[Requirement]
Examine each line of the listing below. Copy those in which the string "same" appears.

[Data shown]
PR #324, opened 2018-05-25
 Add option to dynamically change estimator using "stabilizer.estimator" parameter

whoenig:
This adds a new parameter ("stabilizer.estimator") such that a user can switch the estimator at runtime, independent of the decks available.


krichardsson:
Thanks!

PR #325, opened 2018-05-29
Add option to switch controllers dynamically

whoenig:
* New parameter: "stabilizer.controller"
* Default controller as before (PID)
* It is now possible to switch at runtime to another
  controller (e.g., mellinger, for the Crazyswarm)


krichardsson:
Great!

Issue #270, opened 2017-12-01
µSD-logging fails in combination with other SPI decks like loco-deck and flow-deck


Woody7777:
Using **both** the µSD-card deck and the loco deck, logging will work only a short time (a few 100 log entries) before it stops. Interestingly, this behaviour seems not to depend on variables logged, sampling rate or buffer used for µSD-config file but solely on time after startup, e.g. with 1000 Hz you'll get ~150 log entries while with 10 Hz you'll get only 20 or so (not exactly reproducible to my experience).

I used the latest firmware and VM2017.03 to reproduce this behaviour. Unfortunately, I don't have a debugger at hand currently. Maybe someone can have a look at the debug prints?

tobbeanton:
I've started to investigate this and my first impression is that the usdWriteTask doesn't get time to run. Will investigate further why and if so really is the case.

ataffanel:
The problem has also been observed with the flow deck: https://forum.bitcraze.io/viewtopic.php?f=2&t=2821

simplexsigil:
I played around with changing the task priorities of the USDLOG_TASK_PRI and USDWRITE_TASK_PRI as well as the priority of the "pamotion" task of the flow deck (it was hard coded to 3).

However, apart from not getting enough runtime, there also appears to be a mutex hold problem.

For the values
USDWRITE_TASK_PRI = 2
"pamotion"-Task-Priority = 1
USDLOG_TASK_PRI = 0

The following error occurs: 
SYS: The system resumed after watchdog timeout [WARNING]
SYS: Assert failed at src/lib/FreeRTOS/tasks.c:3495

With these settings this always happens, with the standard settings it only happens sometimes.

Woody7777:
I made an interesting discovery when playing around with the baudrate for SPI communication: 
As long as it is set to the default (2MBit), the error described in the post before occurs.
However, changing it to something higher, the error disappears but logging still seizes after a couple of log entries - as well when using higher priorities. Still, I was asking myself why we're using the lowest baudrate available?

Unfortunately, a watchdog timeout sometimes occurs when starting up using these settings (with no logged assert). I only have one crazyflie for testing, so I can't verify the behaviour.

Well, **priorities** and **baudrate** are just the most obvious settings that I think may lead to this issue.
I'm sure there are people out there knowing more details regarding this module.
I know it's not easy to instruct someone on issues like that, but I'd be really happy to help... on my own, I'm missing clues where to have a look next :-(

[...]

PR #326, opened 2018-05-30
Generalize logging to uSD card

whoenig:
* Support for any logging variables
* Config file can now be written in a standard text editor
  and contains the list of variables to log (see
  tools/usdlog/config.txt for an example)
* Support for other native datatypes (e.g., uint8_t)
  to avoid memory overhead
* Example scripts are updated to reflect the
  (slightly) modified binary data format

If accepted, I can also update the wiki (https://wiki.bitcraze.io/projects:crazyflie2:expansionboards:microsd#data_logging) accordingly. 
This was also requested by another user in the forum (see https://forum.bitcraze.io/viewtopic.php?f=11&t=2916).


tobbeanton:
This is a very appreciated functionality. Nicely done Whoenig! If you could alter the wiki as well that would be even more appreciated ;-).

Now it reminds me to try and optimize the SPI driver #270.

Issue #313, opened 2018-04-20
Number of Logging variables limited to 256


whoenig:
The number of logging variables is currently limited to 256, because a uint8 is used as internal id in CMD_GET_INFO and CMD_GET_ITEM (see https://github.com/bitcraze/crazyflie-firmware/blob/master/src/modules/src/log.c#L238-L289). This is an issue, because the current firmware already uses ~240 logging variables.

An obvious fix is to switch to uint16 instead, but the question is on how to do that in a version-safe way for the various clients. Perhaps we can:
 * Add CMD_GET_INFO_V2 and CMD_GET_ITEM_V2 that use uint16
 * Let clients implement the new version
 * Remove the old CMD_GET_INFO and CMD_GET_ITEM functions in a later firmware version

PR #337, opened 2018-06-23
Allow more than 256 logging vars/parameters

whoenig:
This addresses the firmware side of issue #313 by adding additional
CRTP commands (called V2) that uses 16 instead of 8bits for indexing.

This change keeps the old API the same, but caps the number of vars
to 255 to allow older clients to keep working. Eventually, the old
API should be removed.

This change reduced the possible length of variables by 1 byte,
which affected two variables whose name had to be shortened.

Tested with crazyflie_cpp commit 3eb3203. Other clients will need
similar changes to use more than the first 255 variables.

### DIFF
--- a/src/config/config.h
+++ b/src/config/config.h
@@ -46,7 +46,7 @@
 #include "trace.h"
 #include "usec_time.h"
 
-#define PROTOCOL_VERSION 3
+#define PROTOCOL_VERSION 4
 
 #ifdef STM32F4XX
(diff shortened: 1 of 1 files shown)


whoenig:
Thanks @ataffanel! I added a new issue for crazyflie_cpp to use the protocol version to distinguish old/new firmwares, see https://github.com/whoenig/crazyflie_cpp/issues/6.

Issue #335, opened 2018-06-19
Controller mellinger yaw direction reversed


kyuhyong:
I tried to compare using PID and Mellinger for controller and found their yaw direction is opposite. 
In cfclient, right yaw commands gives positive deg/s while left yaw gives negative deg/s
with PID controller, cf2 turns right when I commanded right yaw however
with Mellinger controller, cf2 turns left for the same command.
Is this intentional? 
I tried to modify some code in the mellinger.c but changing the input does not help solving this issue. 
Thanks,

Kyu

krichardsson:
I think I'll pass this one on to @whoenig
Thanks!

whoenig:
This is not intentional and sounds like a bug to me. The mellinger controller was more heavily tested for operation in a mocap, so this might be related to the slightly separate manual flight mode. I'll take a look.

kyuhyong:
I applied the fix and tested with my drone today. 
It seems the issue is gone with both CONTROLLER: Using controller 2 or 1
Thanks,
Kyu

PR #338, opened 2018-06-23
Manual flight: same yaw rate for PID and Mellinger

whoenig:
The PID and mellinger controllers had different behaviors (inverse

[Result of this task]
This change keeps the old API the same, but caps the number of vars
with Mellinger controller, cf2 turns left for the same command.
Manual flight: same yaw rate for PID and Mellinger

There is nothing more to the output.